§ WHAT YOU SHOULD DO:
Beginning with the first line below, please restate each line exactly, down to and including the line containing "Looking at the".

§ TASK INPUTS:

PR #2906, opened 2026-02-02
Clarify exemptions can apply to some conforming content

### LINKED ISSUE #2849: Clarify that not all exempt content fails conformance
### Section

https://www.w3.org/TR/epub-a11y-exemption/#sec-evaluator-name

### Describe the problem

Looking at the exemption note today I spotted this:

> When a jurisdiction provides specific legal exemptions for [EPUB publications](https://www.w3.org/TR/epub-33/#dfn-epub-publication), [EPUB creators](https://www.w3.org/TR/epub-33/#dfn-epub-creator) whose content fails to meet the requirements of the EPUB Accessibility standard [[epub-a11y](https://www.w3.org/TR/epub-a11y-exemption/#bib-epub-a11y)] (or any other standard), can use [the exemption property](https://www.w3.org/TR/epub-a11y-exemption/#exemption-property) to indicate when their publications fall under one of these provisions.

This isn't fully accurate, since a publication could claim level A conformance yet still need an exemption from the EAA which requires AA conformance.

Clarify that any publication that conforms below the necessary minimum can also claim exemptions.

(And write out all the "epub creators" while in there. Also fix the "sec-evaluator-name" id on the section as it looks like a clear case of a copy/paste.)

mattgarrish:
The primary fix in this pull request is to reword the first paragraph and note in section 2 so that we aren't inferring that all content that needs an exemption fails accessibility standards. A Level A-conformant publication would need an EAA exemption, for example.

I also got rid of "epub creator" from the document. There weren't many instances, but the one notable change I made was to put a caution before the EAA value definitions to seek legal advice when unsure if they apply. I don't think we need to have a paragraph in every description saying it's the epub creator's responsibility to check.

Fixes #2849 

***

[Preview](https://raw.githack.com/w3c/epub-specs/editorial/issue-2849/wg-notes/a11y-exemption/index.html) | [Diff](https://services.w3.org/htmldiff?doc1=https://www.w3.org/publications/spec-generator/%3Ftype=respec%26url=https://w3c.github.io/epub-specs/wg-notes/a11y-exemption/index.html&doc2=https://www.w3.org/publications/spec-generator/%3Ftype=respec%26url=https://raw.githack.com/w3c/epub-specs/editorial/issue-2849/wg-notes/a11y-exemption/index.html)

### DIFF
--- a/wg-notes/a11y-exemption/index.html
+++ b/wg-notes/a11y-exemption/index.html
@@ -5,6 +5,7 @@
 		<meta name="color-scheme" content="light dark" />
 		<title>The EPUB Accessibility exemption property</title>
 		<script src="https://www.w3.org/Tools/respec/respec-w3c" class="remove"></script>
+		<script src="../../common/js/add-caution-hd.js" class="remove"></script>
 		<script src="../../common/js/css-inline.js" class="remove"></script>
 		<script class="remove">
 			var respecConfig = {
@@ -34,6 +35,7 @@
 					branch: "main"
 				},
 				preProcess:[inlineCustomCSS],
+                postProcess:[addCautionHeaders],
 				xref: {
 					profile: "web-platform",
 					specs: ["epub-33"]
--- a/wg-notes/a11y-exemption/index.html
+++ b/wg-notes/a11y-exemption/index.html
@@ -62,9 +62,8 @@
 	<body>
 		<h1 id="title">The EPUB Accessibility <code>exemption</code> property</h1>
 		<section id="abstract">
-			<p>The <code>exemption</code> property allows EPUB creators to indicate that an EPUB publication that does
-				not meet accessibility conformance requirements has an exemption under the applicable jurisdiction's
-				laws.</p>
+			<p>The <code>exemption</code> property indicates that an EPUB publication that does not meet a
+				jurisdiction's mimimum accessibility conformance requirements has an exemption under its laws.</p>
 		</section>
 		<section id="sotd"></section>
 		<section id="sec-intro">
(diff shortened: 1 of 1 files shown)


clapierre (approved):

wg-notes/a11y-exemption/index.html
```diff
@@ -119,10 +117,14 @@ <h3>Accessibility conformance exemptions</h3>
 			</aside>
 
 			<div class="note">
-				<p>EPUB creators do not have to include an accessibility conformance claim of "<code>none</code>" when
-					listing that a publication has an exemption from accessibility requirements, but it is best practice
-					to also provide this information. Reading systems that do not recognize the exemption might
-					otherwise list the accessibility status as unknown.</p>
+				<p>An accessibility conformance claim of "<code>none</code>" is not required when listing that an EPUB
```
sueneu: >				<p>An accessibility conformance claim of "<code>none</code>" is not for an EPUB

opportunity to simplify further

wg-notes/a11y-exemption/index.html
```diff
@@ -119,10 +117,14 @@ <h3>Accessibility conformance exemptions</h3>
...
+					publication has an exemption from accessibility requirements, but it is best practice to also
```
sueneu: >publication has an exemption from accessibility requirements, but it is best practice to do so.

wg-notes/a11y-exemption/index.html
```diff
@@ -119,10 +117,14 @@ <h3>Accessibility conformance exemptions</h3>
...
+					provide this information if no standard has been met. Reading systems that do not recognize the
```
sueneu: Reading systems that do not recognize

sueneu (commented):
I added suggestions for further simplifying lines 120, 121, 122

mattgarrish:
I made some different edits to the note to slim it down, and also put the fact that conforming content can claim exemptions first since it's more important than the stuff about "none" (which I'm not sure we should be saying is best practice here when we don't call that out in the accessibility spec).

If you want to make suggestions to a full paragraph, the best way is to either copy the text and edit it in your comment or, better, use github's suggestion feature. You just have to drag the + sign down to cover all the lines you want to amend and then click the suggestion button. Github will make a diff of whatever you change the suggested text to, plus it can be committed directly. I'll copy a screenshot of what I mean below.

(It's sometimes hard to be sure what people want changed when addressing single lines at a time. The first edit, for example didn't seem to follow into the next line, and the last suggestion appeared to be the same text that was there.)

suggestion

sueneu:
Matt, thank you! 

It would be much easier to comment on the whole paragraph. Sometimes I have that option and sometimes I don’t. I’ll try working in another browser to see if I get more consistent options.

gregoriopellegrino (approved):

§ OUTPUT OF THE TASK:
PR #2906, opened 2026-02-02
Clarify exemptions can apply to some conforming content

### LINKED ISSUE #2849: Clarify that not all exempt content fails conformance
### Section

https://www.w3.org/TR/epub-a11y-exemption/#sec-evaluator-name

### Describe the problem

Looking at the exemption note today I spotted this:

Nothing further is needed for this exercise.